A: Multiple leaks indicate a 30‑second option, but this has not been confirmed. Current Veo 3 clips are limited to around 10 seconds via the API.
Q: Does Veo 3.1 generate audio?
A: Veo 3 already generates sound effects, ambient noise and dialogue. Rumored updates will likely retain or improve this capability.

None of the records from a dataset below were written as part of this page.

PR #654, opened 2026-08-12
fix(teardown): skip GKE backup plan teardown if feature disabled

shalinibhatiapl:
# Pull Request

## Why This Change

Addresses a `PERMISSION_DENIED` error in the RC pipeline teardown step (`Step 2 - Provision RC Environment / deploy-rc`). 
The provisioning step correctly skipped creating a GKE backup plan if `ENABLE_GKE_BACKUP_PLAN` was false, but the teardown script unconditionally attempted to query the Backup Plan API. Since the WIF Service Account lacks `gkebackup.admin` permission (as the feature isn't actively enabled in RC), this unconditionally triggered an API permission error.

## What Changed

Added an early exit condition in the teardown script to check if the feature is disabled.

**Files:**

- `k8s-operator/scripts/teardown_12_gke_backup_plan.sh`

**Added/Changed/Fixed:**

- Fixed `teardown_12_gke_backup_plan.sh` to check `ENABLE_GKE_BACKUP_PLAN` and exit with 0 if it's explicitly falsy, mimicking the provisioning script's behavior.

## Why This Matters

- Prevents unnecessary API calls when the feature is disabled.
- Fixes the asymmetry between how `provision_12` and `teardown_12` scripts handle the feature toggle.

## Context

**Why was this error ignored earlier, and why do we still ignore it?**
The CI teardown orchestrator script (`k8s-operator/scripts/teardown.sh`) executes this particular step with an appended `|| true`. This means that even if the `gcloud describe` command threw a `PERMISSION_DENIED` error and the script exited with a non-zero exit code, the master script ignored the failure and proceeded to tear down other resources. This acts as a safeguard so one cleanup failure doesn't halt the rest.

We intentionally chose to keep this behavior. If the state file is missing, the script assumes `true` and attempts cleanup to ensure no orphaned resources are left behind. As a result, CI (which doesn't have this variable set) will still attempt the teardown and log the `PERMISSION_DENIED` error, but it will continue to be safely ignored without breaking the pipeline.

## Testing

- ✅ Verified locally that when `ENABLE_GKE_BACKUP_PLAN=false`, running `./k8s-operator/scripts/teardown_12_gke_backup_plan.sh` cleanly outputs `ℹ Skipping GKE Backup Plan teardown...` and exits gracefully.
- ✅ Verified locally by the user that when `ENABLE_GKE_BACKUP_PLAN=true` (or is unset), the script correctly issues a deletion request and waits for operation completion without errors (if properly authenticated).

---

### DIFF
--- a/k8s-operator/scripts/teardown_12_gke_backup_plan.sh
+++ b/k8s-operator/scripts/teardown_12_gke_backup_plan.sh
@@ -15,6 +15,13 @@ source "${SCRIPT_DIR}/common.sh" "$@"
 
 ensure_teardown_state
 
+# Do not prompt in teardown. If the value is explicitly false, skip.
+# If missing, we assume true to attempt a safe cleanup of any potential orphaned resources.
+if [ -n "${ENABLE_GKE_BACKUP_PLAN:-}" ] && ! is_truthy "$ENABLE_GKE_BACKUP_PLAN"; then
+  echo -e "  ${C_YELLOW}ℹ Skipping GKE Backup Plan teardown (ENABLE_GKE_BACKUP_PLAN=${ENABLE_GKE_BACKUP_PLAN}).${C_RESET}"
+  exit 0
+fi
+
 if [ "${DRY_RUN:-0}" -ne 1 ] && ! gcloud beta --help &>/dev/null; then
   print_info "The 'gcloud beta' component is not installed. Skipping GKE Backup Plan teardown."
   exit 0


k8s-operator/scripts/teardown_12_gke_backup_plan.sh
```diff
@@ -15,6 +15,13 @@ source "${SCRIPT_DIR}/common.sh" "$@"
 
 ensure_teardown_state
 
+# Do not prompt in teardown. If the value is explicitly false, skip.
+# If missing, we assume true to attempt a safe cleanup of any potential orphaned resources.
+if [ -n "${ENABLE_GKE_BACKUP_PLAN:-}" ] && ! is_truthy "$ENABLE_GKE_BACKUP_PLAN"; then
```
eLeontev, line 20: I assume the right fix will be the opposite:
- include the missed permissions to our SA which manages the RC pipeline (add the permission to the existing account + add the fix to the related script)
- include Backup functionality to the RC happy path by adding new env variable to github project and pass the variable to the action script
- validate if autopush/staging gcp projects have the same issue (not visible due to the backup are disabled) and extend the missed permissions to be in sync.

mplakhtiy, line 20: **MEDIUM — the guard cannot fire in the RC pipeline, so the `PERMISSION_DENIED` this PR names is unchanged**

The guard only triggers when `ENABLE_GKE_BACKUP_PLAN` is set. In the RC pipeline it never is, by three independent facts:

- `scripts/release/provision_rc_environment.sh` exports only `PROJECT_ID`, `REGION`, `CLUSTER_NAME`, `PROJECT_NUMBER` before calling `./k8s-operator/scripts/teardown.sh`.
- `vars.sh` is git-ignored (`.gitignore:4-8`) and nothing in `.github/` or `scripts/` restores it, so the CI checkout has no state file.
- With no state file, `ensure_teardown_state` (`k8s-operator/scripts/common.sh:370`) takes its `else` branch, which sets `PROJECT_ID`/`REGION`/`CLUSTER_NAME` and nothing else.

**Failure scenario.** The RC teardown runs, the variable is empty, the script falls through to `gcloud beta container backup-restore backup-plans describe`, the WIF service account lacks `gkebackup` access, and the error text carries no `not found` / `service_disabled` / `is disabled` marker — so the `elif` classifier misses, the `else` branch prints a red `✗ Error describing GKE Backup Plan`, and `exit "$describe_err"` fires. That is precisely the failure **Why This Change** says this PR addresses. `teardown.sh:32` still swallows it with `|| true`, so nothing breaks — but nothing changes either.

The **Context** section concedes this; the title (`fix(teardown)`) and the **Why This Change** / **Why This Matters** sections do not, and the description is what a reader indexes on later.

The change is still a genuine improvement for local and installer-driven teardowns, where `provision_12` has written `ENABLE_GKE_BACKUP_PLAN=false` into `vars.sh` — so this is not an argument for dropping it. Two ways to make it deliver the stated fix:

- **Deeper, and fixes every environment.** Widen the error classifier in this same file so permission errors are treated as "nothing this identity can clean up here" and degrade to a warning. That covers RC, `uninstall.sh --source-ref` (which fetches the scripts into a temp dir with no `vars.sh`), and any operator running teardown from a fresh clone — none of which the flag guard reaches.
- **Narrow.** Export `ENABLE_GKE_BACKUP_PLAN=false` in `scripts/release/provision_rc_environment.sh` alongside the other RC exports.

Either way, reword the description so **Why This Change** and **Context** agree on what the RC pipeline actually does after this merges.

k8s-operator/scripts/teardown_12_gke_backup_plan.sh
```diff
@@ -15,6 +15,13 @@ source "${SCRIPT_DIR}/common.sh" "$@"
...
+  echo -e "  ${C_YELLOW}ℹ Skipping GKE Backup Plan teardown (ENABLE_GKE_BACKUP_PLAN=${ENABLE_GKE_BACKUP_PLAN}).${C_RESET}"
+  exit 0
+fi
```
mplakhtiy, line 23: **MEDIUM — a saved `false` skips teardown of a BackupPlan that may already exist, stranding Kubernetes Secrets and PV data**

The guard reads the flag as "the feature is off", but what it actually means is "the flag is off *right now*" — which is not the same as "no BackupPlan was ever created". `vars.sh` is the only input, and `k8s-operator/scripts/README.md:20` tells operators that changing a configuration variable means editing `vars.sh` by hand.

**Failure scenario.** An operator provisions with `ENABLE_GKE_BACKUP_PLAN=true`; the plan is created with `--include-secrets --include-volume-data --no-paused` and snapshots accumulate on the cron schedule. Later they edit `vars.sh` back to `false` to stop the spend. Teardown then prints one informational line and exits 0, `teardown_01` deletes the cluster, and the BackupPlan and every snapshot survive — Backup for GKE snapshots are by design independent of the cluster's lifetime. The operator is left paying for snapshot storage and, worse, holding Kubernetes Secrets and persistent-volume contents in a project everyone believes was torn down. `provision_12` will not clean it up either, since it exits on the same flag.

Compounding it, there is no escape hatch short of editing the state file. Verified by running the script: an exported `ENABLE_GKE_BACKUP_PLAN=true` is silently overridden by the saved `false`, because `ensure_teardown_state` sources `vars.sh` *after* the environment is set — the same trap `uninstall.sh:238-241` already documents for project/cluster/region ("exporting alone is not enough ... teardown would silently act on the saved ... instead").

The classifier fix above dissolves this one too: with permission errors handled, the teardown can stay unconditional and let the `describe` decide whether there is anything to delete. If the flag guard is kept as-is, at minimum make the message a warning that names the consequence ("any BackupPlan created while the feature was enabled is left in place") and says how to force the cleanup.

mplakhtiy (commented):
Three findings — two MEDIUM anchored inline, one LOW below. The seven-line change is shellcheck-clean and does what it says; I verified the skip path by running the script.

**LOW — the script banner was not updated, so the generated catalogue omits the new skip condition**

`AGENTS.md` assigns "What each provisioning script does" to `k8s-operator/scripts/README.md`, and that table is a `<!-- BEGIN GENERATED: provisioning-steps -->` region built by `scripts/generate_docs.py:278` (`parse_script_banner`) from each script's header comment. The banner in `teardown_12_gke_backup_plan.sh:1-10` still describes only the `PRESERVE_BACKUPS` knob, so `README.md:118` continues to promise unconditional deletion — and `make docs-check` passes without noticing, because the region *is* current; it is the source that is stale.

**Failure scenario.** An operator reads the catalogue, sees "Idempotent script to delete the Google Cloud Backup for GKE BackupPlan ... Safe to run even if the backup plan was never created", and has no way to learn that a `false` in `vars.sh` turns the step into a no-op — which is exactly the surprise in the second finding. The sibling banners already set the precedent: `provision_12` says "Skipped unless ENABLE_GKE_BACKUP_PLAN=true", `provision_11` says "Skipped unless INFERENCE_REPLAY_ENABLED=true".

**Fix.** Add a line such as `# Skipped when ENABLE_GKE_BACKUP_PLAN is explicitly false; an unset value still attempts cleanup.` to the header block and run `make docs-generate`.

Q: How does Veo compare with Sora 2 and Seedance?
A: Veo focuses on realistic physics and prompt adherence with integrated audio; Sora 2 emphasizes high‑fidelity physical simulation and controllability; Seedance excels at smooth motion and multi‑shot storytelling but lacks audio.
Q: Where can I follow news on Veo 3.1?
A: Monitor the Google AI Developers blog and social media channels, the DeepMind Veo product page, and creative platforms like DeeVid AI. These sources often post updates and will host any official preview of Veo 3.1.